Exercise:
Your job is to copy the lines from the material that include "index".

BEGIN Records for this task

PR #2573, opened 2020-03-19
Prevent Form Submission when ENTER Key Pressed on AntD Select Inputs; closes #2568.

### LINKED ISSUE #2568: Son of Prevent Form Submission when ENTER Key Pressed on AntD Select Inputs
plz see #2527

Same fix applied in that PR needs to be applied to basically any and all AntD Select inputs throughout the EDTR to prevent them from submitting the WP form when ENTER is pressed.

nicolad:
- Adds `onPressEnter` `preventDefault` to prevent default form enter behavior.
- Optionally added types from antd and made related adjustments.
- Closes: https://github.com/eventespresso/event-espresso-core/issues/2568

### DIFF
--- a/assets/src/application/ui/forms/espressoForm/config.tsx
+++ b/assets/src/application/ui/forms/espressoForm/config.tsx
@@ -49,7 +49,7 @@ export const formConfig: EspressoFormProps = {
 					name: 'email',
 					label: 'Email',
 					fieldType: 'text',
-					htmlType: 'email',
+					type: 'email',
 				},
 				{
 					name: 'phone',
@@ -241,13 +241,13 @@ export const formConfig: EspressoFormProps = {
 			label: 'Price',
 			fieldType: 'text',
 			addonAfter: '$',
-			htmlType: 'number',
+			type: 'number',
 		},
 		{
 			name: 'password',
 			label: 'Password',
 			fieldType: 'text',
-			htmlType: 'password',
+			type: 'password',
 			desc: 'Please enter a strong password',
 		},
 		{
--- a/assets/src/application/ui/forms/espressoForm/config.tsx
+++ b/assets/src/application/ui/forms/espressoForm/config.tsx
@@ -241,13 +241,13 @@ export const formConfig: EspressoFormProps = {
 			label: 'Price',
 			fieldType: 'text',
 			addonAfter: '$',
-            htmlType: 'number',
+			htmlType: 'number',
 		},
 		{
 			name: 'password',
 			label: 'Password',
 			fieldType: 'text',
-            htmlType: 'password',
+			htmlType: 'password',
 			desc: 'Please enter a strong password',
 		},
 		{
--- a/assets/src/application/ui/forms/espressoForm/config.tsx
+++ b/assets/src/application/ui/forms/espressoForm/config.tsx
@@ -49,7 +49,7 @@ export const formConfig: EspressoFormProps = {
 					name: 'email',
 					label: 'Email',
 					fieldType: 'text',
-					type: 'email',
+					htmlType: 'email',
 				},
 				{
 					name: 'phone',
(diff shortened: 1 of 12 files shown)


assets/src/application/ui/input/Text.tsx
```diff
@@ -1,8 +1,9 @@
 import React from 'react';
 import { Input } from 'antd';
+import { InputProps } from 'antd/lib/input';
 
-const Text = ({ input, htmlType = 'text', ...rest }) => {
-	return <Input {...input} {...rest} type={htmlType} />;
+const Text: React.FC<InputProps> = ({ type = 'text', ...props }) => {
```
nicolad: Because `InputProps` doesn't have `htmlType`, I've tracked down why is that and found next:
- `InputProps` extends `Omit<React.InputHTMLAttributes<HTMLInputElement>, 'size' | 'prefix'>`: https://github.com/ant-design/ant-design/blob/master/components/input/Input.tsx#L15
which has this type: https://github.com/DefinitelyTyped/DefinitelyTyped/blob/master/types/react/index.d.ts#L2057
- In `Button` component antd uses `htmlType` although which was a bit confusing: https://github.com/ant-design/ant-design/blob/master/components/button/button.tsx#L100

assets/src/application/ui/input/Number.tsx
```diff
@@ -1,8 +1,9 @@
 import React from 'react';
 import { InputNumber } from 'antd';
+import { InputNumberProps } from 'antd/lib/input-number';
 
-const NumberField = ({ input, ...rest }) => {
-	return <InputNumber {...input} {...rest} />;
```
nicolad: in this case, it didn't make sense to pass these separately

nicolad:
In few related components I saw missing types and where it was straightforward, I've added missing types.

assets/src/application/ui/forms/espressoForm/config.tsx
```diff
@@ -49,7 +49,7 @@ export const formConfig: EspressoFormProps = {
 					name: 'email',
 					label: 'Email',
 					fieldType: 'text',
-					htmlType: 'email',
+					type: 'email',
```
tn3rb: this may have been this way to avoid a conflict with RFF... 
or is just to differentiate between the other "type" used in the form config (ie: fieldType)

nicolad: ok, adjusted back, thx

nicolad:
related to `Select` and `SelectInput`, I've searched now in 4 places to make sure I don't miss something and I didn't found `onPressEnter` callback:
- docs: https://ant.design/components/select/
- source code: https://github.com/ant-design/ant-design/blob/master/components/select/index.tsx
- local definition files
- have searched through antd repo - found that `onPressEnter` is used also internally also by `Tag`, `Table` and `ResizableTextArea`, but currently we don't use any of those as inputs : https://github.com/ant-design/ant-design/search?p=1&q=onPressEnter&unscoped_q=onPressEnter

***
local definition file:

image

assets/src/application/ui/input/Number.tsx
manzoorwanijk: It does make sense passing them separately. `input` object props have to be passed as props to `<InputNumber />`. Not just `input`, there is `meta` object as well but we haven't used it here.
For details about the shape of `input` and `meta`, see RFF [FieldRenderProps](https://final-form.org/docs/react-final-form/types/FieldRenderProps)

assets/src/application/ui/input/Text.tsx
```diff
@@ -1,8 +1,13 @@
 import React from 'react';
 import { Input } from 'antd';
+import { InputProps } from 'antd/lib/input';
 
-const Text = ({ input, htmlType = 'text', ...rest }) => {
-	return <Input {...input} {...rest} type={htmlType} />;
```
manzoorwanijk: Here as well, `input` object must be passed to the input.

nicolad: I don't understand what you mean, `props` includes `input` prop, why this needs to be passed separately and the spreaded each individually.

nicolad: this was clarified in the chat, thx

nicolad:
found a workaround for the missing `onPressEnter` on select by using `onInputKeyDown`

Peek 2020-03-20 17-04

PR #2577, opened 2020-03-20
Refactor Ticket Price Calculator | Closes #2567

### LINKED ISSUE #2567: Remove RFF from Ticket Price Calculator
The Ticket Price Calculator (TPC) in both EDTR v1 as well as the current implementation have been using React Final Form (RFF) for managing form state. In retrospect, this unfortunately turned out to be a bad decision because there were a few subtle issues that I have been completely unable to resolve, primarily:

 - RFF requires the use of form decorators for responding to changes in form data but does not allow those callbacks to change from render to render. In order to recalculate the base price or total however, the values need to take into account additional price modifiers added to the form, which changes the content of the decorator callbacks because they now include additional modifiers in their calculations. This appears to be an incompatibility between `final-form-calculate` and `react-final-form-arrays` (or could still be because of my implementation).

Anyways, at this point it should simplify things greatly by just not using RFF at all for the Ticket Price Calculator. This will however require the existing logic to be refactored.

Here's a rough breakdown of the logic in the order that it needs to occur:

- TPC button is clicked for a specific ticket

- current ticket details need to be retrieved from the Apollo cache

- the ticket's related price entities need to be retrieved 

- the price's related price type entities need to be retrieved 

- to avoid updates to the above entities while the user is editing things within the TPC, new objects and TS types should be generated for use within the calculator. A single `PriceModifier` object/type should be sufficient as the only details needed from the ticket are the current total (which can be calculated from the individual prices) and the value for the new `reverseCalculate` field.

example TPC data object:

```js
{
	ticket: {
		id: abc123, // for tracking ticket in apollo cache
		total: 19.95,
		reverseCalculate: false,
	},
	priceModifiers: [
		{
			id: def456, // for tracking existing price in apollo cache
			type: BASE_PRICE,
			label: 'name',
			desc: 'blah blah',
			amount: 15,
		},
		{
			id: 'ghi789', // for tracking existing price in apollo cache
			type: FIXED_SURCHARGE,
			label: 'extra fee',
			desc: 'just cuz',
			amount: 4.95,
		},
		{
			id: 'NEW', // indicates new price to create upon submission
			type: FED_TAX,
			label: 'tax',
			desc: 'theft',
			amount: 10,
		},
	],
}
```

- the array of `PriceModifier` objects, plus values for the `ticketTotal` and `reverseCalculate` need to be initialized and saved to local state.

- the TPC renders with a single table row for each `PriceModifier` plus a footer row showing the `ticketTotal`. Here's a screenshot from a previous build

:

- the first row should always be for the tickets base price and should NOT have a delete button available because every ticket should have a base price even if the ticket is free, in which case the base price simply has an amount of `0`. The price type selector for the base price should also be disabled since we don't want users changing that to something else.

- each row after that should have a price type selector with "base price" removed as an option (there can only be one!) and a delete button in the "Actions" column.

- the last row of the table body should be for adding a new price modifier which is the same as the previous rows except instead of a delete button it has a button for committing the addition of the new modifier to the ticket price. I'm considering removing this and requiring the user to click the add button first prior to having the fields available because as is, I'm worried that people will enter data into the fields and forget to click the "Add" button and then potentially lose their data. If the add button is clicked we should display an error if no amount has been entered (label and desc can be empty).

- the final row in the table has only two fields. A number input for setting the ticket total price, and a button for toggling the calculation direction, ie: the `reverseCalculate` value. If set to `false` (the default value), then the ticket total field is disabled and its value is calculated starting with the base price and applying each modifier in order. If `reverseCalculate` is set to `true`, then the ticket total field isenabled and its value is used as the starting point to calculate the base price by applying each modifier in reverse order.

- so depending on the `reverseCalculate` value, we either calculate the ticket total or the ticket base price when any of the following events occurs:

     - base price amount is changed (and `reverseCalculate` is `false`)

     - regular price modifier "Price Type" is changed (ie: surcharge, discount, dollar, %)

     - regular price modifier amount is changed

     - new price modifier is added

     - ticket total amount is changed (and `reverseCalculate` is `true`)

- **here's the tricky part** recalculating the total or base price can NOT trigger the calculations to run again (this was another issue with RFF because it would fire its decorators for a field even if the input was disabled causing the updating to recurse). As well, there needs to be a delay between when an input value changes and when the calculator recomputes values because we don't want that happening while someone is still in the process of entering a number. 500ms is sufficient.

- upon final submission, the existing ticket in cache that the data was taken from needs to be updated if either the ticket total or value for `reverseCalculate` has changed. Similarly for prices, any values for `PriceModifier` objects that have an ID corresponding to an existing price in the apollo cache need to be updated. All other `PriceModifier` objects should result in the creation of new prices. We also need to somehow track price modifiers that are removed (maybe via a `trashed` flag in the TPC data?) so that those price objects can be trashed.

manzoorwanijk:
This PR removes the RFF dependency for Ticket price calculator by creating a separate state management for it.
- Closes #2567


assets/src/domain/eventEditor/ui/tickets/ticketPriceCalculator/data/types.ts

END Records for this task

Answer for this exercise:
which has this type: https://github.com/DefinitelyTyped/DefinitelyTyped/blob/master/types/react/index.d.ts#L2057
- source code: https://github.com/ant-design/ant-design/blob/master/components/select/index.tsx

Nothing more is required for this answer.